# Bim software



## Kent Whitten (Mar 24, 2006)

tjbnwi said:


> Does Revit do a cut list for the roof of your model? In Solid Builer I can display and print every piece that makes up the roof with all the angles and dimensions displayed. That includes the sheathing. It chooses material in the data base for best use.


It will if you model it that way. They have a ways to go on structural details, but there is some unsupported add-ons that cover this and will be integrated soon. 

There are some good OOTB things and some things you wonder why after all these years they can't integrate into the dang program. The structural framing for wood is lacking. Steel is OK. It will pop out floor joist cutlist in a blink of an eye, but wall and roof systems are manual. You can draw a roof as a solid and get general info like sheathing, roofing SFage and program a formula to spit out how many nails etc. but it is manual and left up to the end user.

Revit is a database program. It exports well to excel. There are lots of things one can customize to suit ones needs, but like I said, some nicer OOTB features would be helpful to a residential designer. 

Just like any program, it has its strong points and it has head scratchers.

It would be nice to have some ACA (ADT) features.


----------



## country_huck (Dec 2, 2009)

tjbnwi said:


> Kent,
> 
> 
> 
> ...


Down here most work is new home production, Alot of the companys have a few plans with renderings but all their options are all about the same just differnat layouts ect, So they never really change what they are doing when they model and make plans. 

I have to differnatiate often among people that yes im a builder/remodeler but nothing i do is ever the same its custom, its per customers specs. People just dont know down here sometimes. Sorry for that.

So to get back to what i need, i need a program that will allow me to build/ design every thing from cabinets to custom bathrooms, a large data base of products that will offer maximum customazation to fit what ever the clients might want. Then I want to be able to take that info and import/enter into my estimating program and create estimates. I also want a program that i wont spend a fortune in training and I will be able to grow with.


----------



## country_huck (Dec 2, 2009)

Kent,

Now since revit is and autodesk program, say if i send my plans to the engineer and he makes changes and sends them back to me and i load them up, will the model and such change too.


----------



## Kent Whitten (Mar 24, 2006)

country_huck said:


> Kent,
> 
> Now since revit is and autodesk program, say if i send my plans to the engineer and he makes changes and sends them back to me and i load them up, will the model and such change too.


If you send a Revit file and they edit it in Revit structure, yes.

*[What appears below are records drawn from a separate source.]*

PR #4832, opened 2023-11-16
Repair meshes in manifold & fast-csg routes

ochafik:
This PR introduces some crude mesh repairs in the `manifold` & `fast-csg` modes.

Since orient_to_bound_a_volume seems happy to throw assert and precondition exceptions at us when the mesh has self-intersections or isn't closed, I'm catching these, remove any self intersections & plug any holes (*then* try orienting again w/ more lenient method).

This fixes `3D/features/linear_extrude-scale-zero-tests.scad` along with a few models I had that have invalid geometry but that I prefer seeing repaired than exploding in flight.


src/geometry/manifold/manifoldutils.cc
```diff
@@ -115,31 +115,25 @@ std::shared_ptr<ManifoldGeometry> createMutableManifoldFromPolySet(const PolySet
...
-      points[i] = vector_convert<K::Point_3>(points3d[i]);
+      points[i] = vector_convert<P>(points3d[i]);
     }
     if (points.size() <= 3) return make_shared<ManifoldGeometry>();
 
     // Apply hull
-    CGAL::Surface_mesh<CGAL::Point_3<K>> r;
-    CGAL::convex_hull_3(points.begin(), points.end(), r);
-    CGALUtils::copyMesh(r, m);
+    CGAL::convex_hull_3(points.begin(), points.end(), m);
```
pca006132, line 130: You can use the hull function in manifold. We don't do much optimization for now but we may do them later.

pca006132: Oh sorry, I probably checked the wrong thing.

ochafik: Hah, good to know it's there, not sure about here (would have to inline this logic in a manifold-specific way) but I'll probably give it a spin where we perform the hull primitive itself.

pca006132:
Looking at CGAL, it seems that they do have algorithm for repairing non-manifold triangular soup called `duplicate_non_manifold_vertices`. They are called combinatorial repair https://doc.cgal.org/latest/Polygon_mesh_processing/index.html#PMPCombinatorialRepair.

I think the existing mesh processing in this PR are for dealing with self-intersections, but not sure if this can deal with topological issues (manifoldness).

pca006132:
Ah, bad news. I tried `duplicate_non_manifold_vertices` and `repair_polygon_soup` with no luck. It doesn't work on the example in #4838.

pca006132:
Good news: We need to first `repair_polygon_soup`, and then `orient_polygon_soup`. Here is a demo:

https://github.com/openscad/openscad/commit/782eb0ce498c27165a833e71088ac2ee7cd38461

This works for the simple cases where two cubes are touching at a corner/edge. I did not try more complicated cases. Should be nice to include in this PR.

It's all the same program, just some different tools. 

If you send a Revit file and all he has is autocad then no, it doesn't open the file. 

They are using the fbx file alot more lately. It transfers well among all programs. I have been messing around with one of their newer rendering programs and it works well. Just very cpu intensive.


----------



## CGallagher (Apr 20, 2010)

I recently designed a new custom home in Revit. It was great. The program was easy to use once I got the hang of it. There is still a lot to learn. The major improvements to the program need to be in the component databases. I realize that these have to be written, and I've found a couple of sources for Revit appliances and doorways, but in general, I am strugling through it. 

However, I do believe that the component databases will grow and eventually the need will be filled. And from what I've seen this program is able to do, I've decided to abandon all other software programs and focus on mastering Revit. 

The BIM functionality is exciting. I have no idea how accurate it is, but I know when I start this project that the time spent doing takeoffs will be a fraction of what I'm used to.


----------



## tjbnwi (Feb 24, 2009)

Huck,

The deal breaker with Solid Builder for you may be the fact that you need the program to open any file. So the engineer would need S.B. to make changes. If you send a PDF, they would have to note the changes, then you enter them.

The red screened porch and deck in my photos, started as a deck with a screen gazebo. I was able to make that invisible and create the rectangular room that was built without having to redraw the decks. 

Your best option for your custom cabinets, most probably would be Sketch Up. Solid Builder has stock cabinets in the program that are great place holders. Custom you have to create on your own. I was thinking about this and I bet I can create cabinets using sill plates for the pieces. They are configureable, and I can apply any texture to them. May save me some time in Sliver Screen. As noted the symbol generator is clunky, it does have 3D capability plus 2 & 3D boolean capabilities. 

The data base is vast, windows and doors from all the major manufactures. It can be configured and update as you see fit. I use it to create my estimates. 

I see I've reached the max upload. I hope this works.

Tom


----------



## tjbnwi (Feb 24, 2009)

These are a roof frame, in the perspective view you can see the plates are at 2 different heights.

There are working drawings with all the necessary cuts for one section of the roof. 

There is a sheathing cut sheet, and a label sheet for the location of the pieces. 

Tom


----------



## tjbnwi (Feb 24, 2009)

Hopefully the first one is rendered with color. 

Tom


----------



## MLandry (Aug 12, 2011)

Kent Whitten said:


> I agree, they fell behind. Much better now, especially Revit. It was a turd for awhile.
> 
> They do suites of software now. Usually get acad and Revit together. Been working heavy with inventor lately and even that is temperamental.
> 
> ...



If you say so. As far as my opinion goes buying Softplan has been the best money I have ever invested in my business.


Mike


----------



## Kent Whitten (Mar 24, 2006)

It works for a few people, glad you are one of them.


----------



## bconley (Mar 8, 2009)

Archicad has spell check


----------